Problem 3 (3 pts): If the number density of such galaxies is $0.01h^3\;{\rm Mpc^{-3}}$ in the local universe and if the galaxies are not changing, how many of these galaxies would be predicted in a 1 square degree survey between $z=1.7$ and $z=1.8$? Compute this for all three cosmologies in Problem 1.

You need not do the integral between $z=1.7$ and $z=1.8$ more accurately than the width in redshift times the value of the integrand at the central value. Hint: This means that you can reuse the $S(r)$ calculations from Problem 2.

Problem 4 (3 pts): Consider two galaxies at $z\approx 1.75$ that are separated by $40''$ on the sky and $\Delta z= 0.003$ in redshift. Assuming that the redshift difference is strictly cosmological (probably not a good assumption as we'll learn later), what is the proper (not comoving) separation between the galaxies. Again, do this for all three cosmologies in Problem 1.

Problem 5 (3 pts): The age of a universe with $\Omega_m=1$ and zero $\Lambda$ is $2/3H_0$. We believe that the universe is at least 12 Gyr old.
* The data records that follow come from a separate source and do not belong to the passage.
PR #395, opened 2026-08-09
feat(L1): deploy hinted nitro validator stack

leopoldjoy:
## Summary
- add a standalone Solidity 0.8.26 deployment script for `P384Verifier -> CertManager -> NitroValidator`
- use named direct `lib/...` imports and scoped 10,000-run compiler restrictions matching upstream
- require explicit nonzero CertManager owner and revoker arguments
- test deployment wiring, root-cache initialization, role assignment, and EIP-170 runtime sizes

## Behavior
The script is opt-in and does not change the standard system deployment. `TEEProverRegistry` continues to use the configured legacy `NitroEnclaveVerifier` until C3.

## Testing
- clean `just test --match-path test/deploy/DeployNitroValidatorStack.t.sol` (3 passed)
- targeted script size build: `CertManager` 23,784 bytes with 792 bytes of EIP-170 margin
- CI-equivalent lint, build, snapshots, and full test workflow (1,268 passed, 1 skipped)
- `just snapshots` with no snapshot diff

## Stack
- depends on #394
- base branch is `feat/nitro-validator-c1`, not `main`

PR #394, opened 2026-08-09
chore(L1): pin hinted nitro validator

leopoldjoy:
## Summary
- pin `base/nitro-validator` at `0ea0d12366b4fa44f9e07e4755f2ad36561cb674`
- keep audit and deployment/build integration in the dependency and follow-up deployment PRs

## Testing
- `just deps`
- `just lint-check`
- `just forge-build`

This PR intentionally contains only the dependency pin. The deployment and EIP-170 validation are handled in the stacked C2 PR.

PR #399, opened 2026-08-11
feat(L1): validate hinted Nitro attestations

leopoldjoy:
## Summary
- replace the Registry legacy NitroEnclaveVerifier immutable and two-argument ZK registration API with INitroValidator and registerSigner(bytes,bytes,bytes)
- enforce Base freshness, 48-byte non-debug PCR0, and 65-byte uncompressed secp256k1 public-key policy after hinted validation
- preserve proxy storage, signer/proposer behavior, TEEVerifier behavior, and the legacy verifier deployment for rollback
- validate predeployed Registry immutables before ProxyAdmin upgrades

## Deployment
- add nitroValidator to deploy config, SystemDeploy inputs/outputs, artifacts, and development scripts
- SystemDeploy.upgrade accepts a predeployed TEEProverRegistry implementation, validates its validator and factory immutables, and upgrades the existing proxy
- the legacy NitroEnclaveVerifier proofSubmitter is deliberately left unchanged; existing deployments remain rollback-ready and fresh deployments must prepare it before a legacy rollback
- checked-in nitroValidator config values remain zero until the C2 stack is deployed for each environment; populate the address before a multiproof deployment or upgrade

## Testing
- real AWS-signed hinted attestation through P384Verifier, CertManager, NitroValidator, and the Registry wrapper
- mocked dependency-revert propagation plus real-validator integration and gas coverage
- owner/manager authorization, freshness boundaries, PCR0/debug policy, key format and signer derivation
- standard ProxyAdmin upgrade from a 0.5.0 Registry with owner, manager, game type, proposers, signer set, and image hash preserved
- invalid embedded-validator rejection for prebuilt Registry upgrades
- full suite: 1,286 passed, 0 failed, 1 skipped
- just snapshots and just semver-lock
- source size check: TEEProverRegistry runtime 8,298 bytes

## Stack
- #394 and #395 are merged
- targets main

### DIFF
--- a/interfaces/L1/proofs/tee/ITEEProverRegistry.sol
+++ b/interfaces/L1/proofs/tee/ITEEProverRegistry.sol
@@ -1,12 +1,13 @@
 // SPDX-License-Identifier: MIT
 pragma solidity ^0.8.0;
 
+import { NitroValidator } from "lib/nitro-validator/src/NitroValidator.sol";
+
 import { IDisputeGameFactory } from "interfaces/L1/proofs/IDisputeGameFactory.sol";
-import { INitroEnclaveVerifier } from "interfaces/L1/proofs/tee/INitroEnclaveVerifier.sol";
 import { GameType } from "src/libraries/bridge/Types.sol";
 
 interface ITEEProverRegistry {
-    function NITRO_VERIFIER() external view returns (INitroEnclaveVerifier);
+    function NITRO_VALIDATOR() external view returns (NitroValidator);
     function DISPUTE_GAME_FACTORY() external view returns (IDisputeGameFactory);
     function gameType() external view returns (GameType);
     function isRegisteredSigner(address signer) external view returns (bool);
@@ -17,7 +18,7 @@ interface ITEEProverRegistry {
 
     function setProposer(address proposer, bool isValid) external;
     function setGameType(GameType gameType_) external;
-    function registerSigner(bytes calldata output, bytes calldata proofBytes) external;
+    function registerSigner(bytes calldata attestationTbs, bytes calldata signature, bytes calldata hints) external;
     function deregisterSigner(address signer) external;
     function isValidSigner(address signer) external view returns (bool);
     function getRegisteredSigners() external view returns (address[] memory);
--- a/interfaces/L1/proofs/tee/ITEEProverRegistry.sol
+++ b/interfaces/L1/proofs/tee/ITEEProverRegistry.sol
@@ -1,13 +1,12 @@
 // SPDX-License-Identifier: MIT
 pragma solidity ^0.8.0;
 
-import { NitroValidator } from "lib/nitro-validator/src/NitroValidator.sol";
-
 import { IDisputeGameFactory } from "interfaces/L1/proofs/IDisputeGameFactory.sol";
+import { INitroValidator } from "interfaces/L1/proofs/tee/INitroValidator.sol";
 import { GameType } from "src/libraries/bridge/Types.sol";
 
 interface ITEEProverRegistry {
-    function NITRO_VALIDATOR() external view returns (NitroValidator);
+    function NITRO_VALIDATOR() external view returns (INitroValidator);
     function DISPUTE_GAME_FACTORY() external view returns (IDisputeGameFactory);
     function gameType() external view returns (GameType);
     function isRegisteredSigner(address signer) external view returns (bool);
--- a/scripts/deploy/SystemDeploy.s.sol
+++ b/scripts/deploy/SystemDeploy.s.sol
@@ -1,9 +1,10 @@
 // SPDX-License-Identifier: MIT
 pragma solidity 0.8.15;
 
-import { VmSafe } from "lib/forge-std/src/Vm.sol";
 import { console2 as console } from "lib/forge-std/src/console2.sol";
+import { NitroValidator } from "lib/nitro-validator/src/NitroValidator.sol";
 import { Script } from "lib/forge-std/src/Script.sol";
+import { VmSafe } from "lib/forge-std/src/Vm.sol";
 
 import { Artifacts } from "scripts/Artifacts.s.sol";
 import { Config } from "scripts/libraries/Config.sol";
@@ -27,6 +28,7 @@ import { IDelayedWETH } from "interfaces/L1/proofs/IDelayedWETH.sol";
 import { IDisputeGame } from "interfaces/L1/proofs/IDisputeGame.sol";
 import { IDisputeGameFactory } from "interfaces/L1/proofs/IDisputeGameFactory.sol";
 import { IVerifier } from "interfaces/L1/proofs/IVerifier.sol";
+import { INitroEnclaveVerifier } from "interfaces/L1/proofs/tee/INitroEnclaveVerifier.sol";
 import { ITEEProverRegistry } from "interfaces/L1/proofs/tee/ITEEProverRegistry.sol";
 import { IOptimismMintableERC20Factory } from "interfaces/universal/IOptimismMintableERC20Factory.sol";
 import { IProxy } from "interfaces/universal/IProxy.sol";
@@ -36,7 +38,6 @@ import { AddressManager } from "src/legacy/AddressManager.sol";
 import { AggregateVerifier } from "src/L1/proofs/AggregateVerifier.sol";
 import { TEEProverRegistry } from "src/L1/proofs/tee/TEEProverRegistry.sol";
 import { TEEVerifier } from "src/L1/proofs/tee/TEEVerifier.sol";
-import { INitroEnclaveVerifier } from "interfaces/L1/proofs/tee/INitroEnclaveVerifier.sol";
 import { ISP1Verifier } from "interfaces/L1/proofs/zk/ISP1Verifier.sol";
 import { ZKVerifier } from "src/L1/proofs/zk/ZKVerifier.sol";
 import { Constants } from "src/libraries/Constants.sol";
@@ -78,6 +79,7 @@ contract SystemDeploy is Script {
         bytes32 multiproofConfigHash;
         uint256 multiproofGameType;
         address nitroEnclaveVerifier;
+        address nitroValidator;
         AggregateVerifier.ScheduleConfig scheduleConfig;
         uint256 multiproofBlockInterval;
         uint256 multiproofIntermediateBlockInterval;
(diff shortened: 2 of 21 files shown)


cb-heimdall:
<table>
<tr>
<th>Requirement</th>
<th>Status</th>
<th>More Info</th>
</tr>
<tr>
<td>Reviews</td>
<td>
✅
<code>1/1</code>
</td>
<td>
<details>
<table>
<tr>
<td>
<details>
<table>
<tr>
<td>0</td>
</tr>
<tr>
<td>0</td>
</tr>
<tr>
<td>0</td>
</tr>
<tr>
<td>
</td>
<td>1</td>
</tr>
<tr>
<td>
<details>
<table>
<tr>
<td><strong>Max</strong></td>
<td><strong>0</strong></td>
</tr>
</table>
</details>
</td>
<td>0</td>
</tr>
<tr>
<td>
From <code>CODEOWNERS</code>
</td>
<td>0</td>
</tr>
<tr>
<td>Global minimum</td>
<td>0</td>
</tr>
<tr>
<td><strong>Max</strong></td>
<td>
<strong>
1
</strong>
</td>
</tr>
</table>
</details>
</td>
<td>1</td>
</tr>
<tr>
<td>0</td>
</tr>
<tr>
<td><strong>Sum</strong></td>
<td><strong>1</strong></td>
</tr>
</table>
</details>
</td>
</tr>
</table>

interfaces/L1/proofs/tee/ITEEProverRegistry.sol
```diff
@@ -1,12 +1,13 @@
...
 
+import { NitroValidator } from "lib/nitro-validator/src/NitroValidator.sol";
+
 import { IDisputeGameFactory } from "interfaces/L1/proofs/IDisputeGameFactory.sol";
-import { INitroEnclaveVerifier } from "interfaces/L1/proofs/tee/INitroEnclaveVerifier.sol";
 import { GameType } from "src/libraries/bridge/Types.sol";
 
 interface ITEEProverRegistry {
-    function NITRO_VERIFIER() external view returns (INitroEnclaveVerifier);
+    function NITRO_VALIDATOR() external view returns (NitroValidator);
```
jackchuma: Can we replace this return value with an interface?

scripts/deploy/SystemDeploy.s.sol
```diff
@@ -202,6 +204,29 @@ contract SystemDeploy is Script {
         _saveUpgradeArtifacts(output_);
     }
 
+    /// @notice Deploys and saves a TEEProverRegistry implementation for an existing OP Chain.
+    /// @param _systemConfigProxy The existing chain's SystemConfig proxy.
+    /// @return output_ The deployed TEEProverRegistry implementation.
+    function deployTEEProverRegistryImplementation(ISystemConfig _systemConfigProxy)
```
jackchuma: Why is this function here and why is it needed? I only see it used in testing

scripts/deploy/SystemDeploy.s.sol
```diff
@@ -709,6 +736,13 @@ contract SystemDeploy is Script {
         if (address(currentGameImpl) == address(0)) return;
 
         if (_impls.teeProverRegistryImpl != address(0)) {
+            TEEProverRegistry newTEEProverRegistry = TEEProverRegistry(_impls.teeProverRegistryImpl);
+            DeployUtils.assertValidContractAddress(address(newTEEProverRegistry));
```
jackchuma: This is redudant. `_upgradeTo` already asserts valid contract address below

scripts/deploy/SystemDeploy.s.sol
```diff
@@ -709,6 +736,13 @@ contract SystemDeploy is Script {
...
+            DeployUtils.assertValidContractAddress(address(newTEEProverRegistry.NITRO_VALIDATOR()));
```
jackchuma: This is also redundant. The nitro validator input is already checked elsewhere

scripts/deploy/SystemDeploy.s.sol
jackchuma: Actually please move this to the `_assertValidImplementations` function and dedup

scripts/deploy/SystemDeploy.s.sol
jackchuma: This could also probably live in `_assertValidImplementations`

scripts/libraries/Types.sol
```diff
@@ -62,6 +64,7 @@ library Types {
         IVerifier zkVerifier;
         INitroEnclaveVerifier nitroEnclaveVerifier;
         ISP1Verifier sp1Verifier;
+        NitroValidator nitroValidator;
```
jackchuma: Every field on this struct is an interface except for what you added. Please use an interface

scripts/multiproof/DeployRiscZeroStack.s.sol
jackchuma, line 1: Might as well just remove this, no?

src/L1/proofs/tee/TEEProverRegistry.sol
```diff
@@ -95,9 +99,9 @@ contract TEEProverRegistry is OwnableManagedUpgradeable, ISemver {
     /// @notice Thrown when setting a game type whose AggregateVerifier has no TEE_IMAGE_HASH.
     error InvalidGameType();
 
-    constructor(INitroEnclaveVerifier nitroVerifier, IDisputeGameFactory factory) {
+    constructor(NitroValidator nitroValidator, IDisputeGameFactory factory) {
```
jackchuma: Interface please

src/L1/proofs/tee/TEEProverRegistry.sol
```diff
@@ -130,36 +134,46 @@ contract TEEProverRegistry is OwnableManagedUpgradeable, ISemver {
...
+    /// @param hints Offchain inverse hints for the attestation signature.
+    function registerSigner(
+        bytes calldata attestationTbs,
+        bytes calldata signature,
+        bytes calldata hints
+    )
+        external
+        onlyOwnerOrManager
+    {
+        bytes memory tbs = attestationTbs;
```
jackchuma, line 159: Do we need to copy this into memory? Why is this line here?

test/L1/proofs/TEEProverRegistry.t.sol
```diff
@@ -395,4 +410,442 @@ contract TEEProverRegistryTest is Test {
...
+    }
+
+    function test_registerSigner_expiredLeafCertificate_reverts() public {
+        _setUpRealAttestation();
+        Fixture memory fixture = _prepareFixture();
+        vm.warp(uint256(fixture.leafNotAfter) + 1);
+
+        vm.expectRevert("cert expired");
+        teeProverRegistry.registerSigner(fixture.tbs, fixture.signature, fixture.hints);
+    }
```
jackchuma: These tests exercise hint parsing, certificate caching, revocation, and expiration failures inside `NitroValidator`/`CertManager`; the registry only propagates those reverts. The mocked propagation test at L538-547 already covers the registry boundary, and the real-attestation test at L656-669 covers integration with the deployed validator stack. Drop the six pass-through failure cases and leave those lower-level branches to the dependency’s test suite

test/L1/proofs/TEEProverRegistry.t.sol
```diff
@@ -395,4 +410,442 @@ contract TEEProverRegistryTest is Test {
...
+    function setUp() public {
+        owner = makeAddr("owner");
+        manager = makeAddr("manager");
+        signer = vm.addr(SIGNER_PRIVATE_KEY);
+
+        bytes memory pcr0 = new bytes(48);
+        for (uint256 i = 0; i < pcr0.length; i++) {
+            pcr0[i] = bytes1(uint8(i + 1));
+        }
+        pcr0Hash = keccak256(pcr0);
```
jackchuma: The loop constructs the same 48 bytes every run, which obscures a constant fixture. Replace it with a single literal:

```solidity
  bytes memory pcr0 = hex"0102030405060708090a0b0c0d0e0f101112131415161718191a1b1c1d1e1f202122232425262728292a2b2c2d2e2f30";
```

  This keeps the test data explicit and removes the setup loop

test/L1/proofs/TEEProverRegistry.t.sol
leopoldjoy: Dropped the six dependency pass-through cases while retaining mocked revert propagation and the real-validator integration/gas test.

interfaces/L1/proofs/tee/ITEEProverRegistry.sol
leopoldjoy: Added a local `INitroValidator` and switched the Registry getter to return it.

scripts/multiproof/DeployRiscZeroStack.s.sol
leopoldjoy: Removed this in the stacked C4 cleanup PR #400.

src/L1/proofs/tee/TEEProverRegistry.sol
leopoldjoy: Switched the Registry immutable and constructor parameter to `INitroValidator`.

test/L1/proofs/TEEProverRegistry.t.sol
leopoldjoy: Replaced the setup loop with the explicit 48-byte PCR0 literal.

src/L1/proofs/tee/TEEProverRegistry.sol
leopoldjoy: Kept the copy because the returned CBOR offsets are consumed by memory-only helpers, and added a comment explaining it.

scripts/libraries/Types.sol
leopoldjoy: Switched `Types.DeployOutput.nitroValidator` to the new `INitroValidator` interface.

scripts/deploy/SystemDeploy.s.sol
leopoldjoy: Moved the implementation code check into `_assertValidImplementations` so it is centralised before any getters are called.

scripts/deploy/SystemDeploy.s.sol
leopoldjoy: Moved this into `_assertValidImplementations`; it remains necessary for prebuilt upgrade implementations, which bypass the fresh-deploy input check.

scripts/deploy/SystemDeploy.s.sol
leopoldjoy: This is the operator entrypoint for deploying a chain-specific implementation against an existing `SystemConfig`; I kept it and documented the Forge invocation.

jackchuma: Why do we need to deploy a chain-specific implementation against an existing SystemConfig? When would we do that from this repo?

leopoldjoy: You are right; removed it and kept predeployed-implementation upgrade coverage.

mw2000 (approved):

What does this imply about $H_0$ if the universe has $\Omega_m=1$?

The formulae for the age of the universe in open ($\Lambda=0$) models and flat models with non-zero $\Lambda$ are given by Longair equations 7.31 and 7.81, reproduced below. What are the limits on $H_0$ is $\Omega_m=0.2$ in these two cases?

The open model (eq. 7.31):

$$t_0 = {\Omega_0\over H_0(1-\Omega_0)^{3/2}} \left[ {(1-\Omeg... ...- \sinh^{-1}\left(1-\Omega_0\over\Omega_0\right)^{1/2} \right]$$ (1)

The flat $\Lambda$ model (eq. 7.81):

$$t_0 = {2\over 3H_0\Omega_\Lambda^{1/2}} \ln\left[1+\Omega_\Lambda^{1/2}\over (1-\Omega_\Lambda)^{1/2}\right]$$ (2)

Needless to say, the number of good back-of-the-envelope calculations that you can now do is very large, so spend some time putting these formulae to work in different astrophysical contexts!